■ The task: Pull each line holding "possibility" out of the entries below.

[Items from a data source]
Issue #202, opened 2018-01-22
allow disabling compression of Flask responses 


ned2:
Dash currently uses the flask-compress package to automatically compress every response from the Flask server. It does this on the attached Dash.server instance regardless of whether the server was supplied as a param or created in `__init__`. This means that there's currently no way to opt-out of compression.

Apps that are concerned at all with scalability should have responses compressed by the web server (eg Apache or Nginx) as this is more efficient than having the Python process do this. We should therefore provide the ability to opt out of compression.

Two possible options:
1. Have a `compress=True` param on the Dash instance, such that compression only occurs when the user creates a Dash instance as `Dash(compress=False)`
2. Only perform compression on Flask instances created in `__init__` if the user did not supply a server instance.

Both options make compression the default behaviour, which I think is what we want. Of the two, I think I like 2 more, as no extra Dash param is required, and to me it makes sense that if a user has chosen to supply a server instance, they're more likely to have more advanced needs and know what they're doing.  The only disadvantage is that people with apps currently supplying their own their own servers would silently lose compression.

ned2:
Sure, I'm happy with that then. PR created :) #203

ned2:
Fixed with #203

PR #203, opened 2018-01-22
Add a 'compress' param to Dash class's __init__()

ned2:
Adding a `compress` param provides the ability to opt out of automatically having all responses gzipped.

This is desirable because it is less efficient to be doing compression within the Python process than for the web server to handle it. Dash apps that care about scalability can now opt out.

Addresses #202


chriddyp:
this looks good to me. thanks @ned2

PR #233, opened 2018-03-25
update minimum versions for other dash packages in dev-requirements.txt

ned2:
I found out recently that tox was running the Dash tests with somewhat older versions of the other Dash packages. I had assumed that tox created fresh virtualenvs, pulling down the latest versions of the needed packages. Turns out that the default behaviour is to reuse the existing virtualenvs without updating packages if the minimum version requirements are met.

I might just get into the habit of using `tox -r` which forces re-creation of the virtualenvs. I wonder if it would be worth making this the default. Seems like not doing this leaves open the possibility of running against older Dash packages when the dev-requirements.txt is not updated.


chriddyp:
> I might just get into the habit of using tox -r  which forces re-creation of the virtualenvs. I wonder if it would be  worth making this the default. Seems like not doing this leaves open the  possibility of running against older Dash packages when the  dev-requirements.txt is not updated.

...

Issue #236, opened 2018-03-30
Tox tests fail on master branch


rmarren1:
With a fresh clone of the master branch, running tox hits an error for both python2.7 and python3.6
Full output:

---

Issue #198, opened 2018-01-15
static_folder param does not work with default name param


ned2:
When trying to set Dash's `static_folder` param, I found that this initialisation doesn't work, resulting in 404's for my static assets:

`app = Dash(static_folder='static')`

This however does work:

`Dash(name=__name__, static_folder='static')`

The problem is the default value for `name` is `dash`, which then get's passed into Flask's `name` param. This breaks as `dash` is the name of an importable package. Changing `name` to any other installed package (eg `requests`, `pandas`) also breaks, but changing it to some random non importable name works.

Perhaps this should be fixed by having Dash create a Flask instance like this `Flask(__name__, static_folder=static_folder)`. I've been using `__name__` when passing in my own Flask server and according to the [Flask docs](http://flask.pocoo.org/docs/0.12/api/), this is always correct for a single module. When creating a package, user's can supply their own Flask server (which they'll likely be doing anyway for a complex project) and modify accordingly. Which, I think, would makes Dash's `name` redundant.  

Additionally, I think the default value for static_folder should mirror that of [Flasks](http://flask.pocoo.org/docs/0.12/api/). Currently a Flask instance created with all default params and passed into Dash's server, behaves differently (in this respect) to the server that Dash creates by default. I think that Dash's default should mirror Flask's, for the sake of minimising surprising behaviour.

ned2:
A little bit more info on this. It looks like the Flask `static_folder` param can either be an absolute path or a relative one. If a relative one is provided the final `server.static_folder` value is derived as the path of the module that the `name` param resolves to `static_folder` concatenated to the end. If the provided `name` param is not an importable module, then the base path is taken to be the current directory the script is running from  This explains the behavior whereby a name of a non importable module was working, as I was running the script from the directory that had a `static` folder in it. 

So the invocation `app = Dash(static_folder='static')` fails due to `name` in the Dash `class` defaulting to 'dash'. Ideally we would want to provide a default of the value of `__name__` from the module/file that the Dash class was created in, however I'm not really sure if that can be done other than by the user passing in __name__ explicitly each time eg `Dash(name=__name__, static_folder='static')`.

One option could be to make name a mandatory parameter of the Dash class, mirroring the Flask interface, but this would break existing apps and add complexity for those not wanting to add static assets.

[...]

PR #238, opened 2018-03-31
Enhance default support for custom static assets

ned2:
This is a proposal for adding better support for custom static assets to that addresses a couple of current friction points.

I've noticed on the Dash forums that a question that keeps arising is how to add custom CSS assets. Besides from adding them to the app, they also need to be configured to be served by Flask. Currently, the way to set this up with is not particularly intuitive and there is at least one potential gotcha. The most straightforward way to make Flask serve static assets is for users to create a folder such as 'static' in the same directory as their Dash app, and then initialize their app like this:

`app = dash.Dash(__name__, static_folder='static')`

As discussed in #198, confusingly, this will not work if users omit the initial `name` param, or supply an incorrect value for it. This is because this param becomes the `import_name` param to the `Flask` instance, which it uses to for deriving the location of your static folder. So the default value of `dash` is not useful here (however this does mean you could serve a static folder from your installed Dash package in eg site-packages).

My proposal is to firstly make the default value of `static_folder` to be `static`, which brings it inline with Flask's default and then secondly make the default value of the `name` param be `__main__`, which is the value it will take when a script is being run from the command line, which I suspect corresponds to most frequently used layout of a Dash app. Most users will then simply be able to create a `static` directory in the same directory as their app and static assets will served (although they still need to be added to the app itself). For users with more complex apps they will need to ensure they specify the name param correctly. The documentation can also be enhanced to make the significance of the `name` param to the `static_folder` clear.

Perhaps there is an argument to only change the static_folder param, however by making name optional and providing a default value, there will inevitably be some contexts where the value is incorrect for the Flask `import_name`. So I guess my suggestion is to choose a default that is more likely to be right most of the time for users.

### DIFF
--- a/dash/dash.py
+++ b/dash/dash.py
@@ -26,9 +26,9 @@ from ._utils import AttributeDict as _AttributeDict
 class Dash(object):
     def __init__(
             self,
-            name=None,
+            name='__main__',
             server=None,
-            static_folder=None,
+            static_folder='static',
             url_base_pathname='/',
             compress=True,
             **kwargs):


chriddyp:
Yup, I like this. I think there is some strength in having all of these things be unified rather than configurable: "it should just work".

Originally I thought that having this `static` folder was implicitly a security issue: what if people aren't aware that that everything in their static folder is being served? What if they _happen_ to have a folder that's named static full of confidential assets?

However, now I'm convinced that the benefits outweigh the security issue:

■ Written solution:
I might just get into the habit of using `tox -r` which forces re-creation of the virtualenvs. I wonder if it would be worth making this the default. Seems like not doing this leaves open the possibility of running against older Dash packages when the dev-requirements.txt is not updated.
> I might just get into the habit of using tox -r  which forces re-creation of the virtualenvs. I wonder if it would be  worth making this the default. Seems like not doing this leaves open the  possibility of running against older Dash packages when the  dev-requirements.txt is not updated.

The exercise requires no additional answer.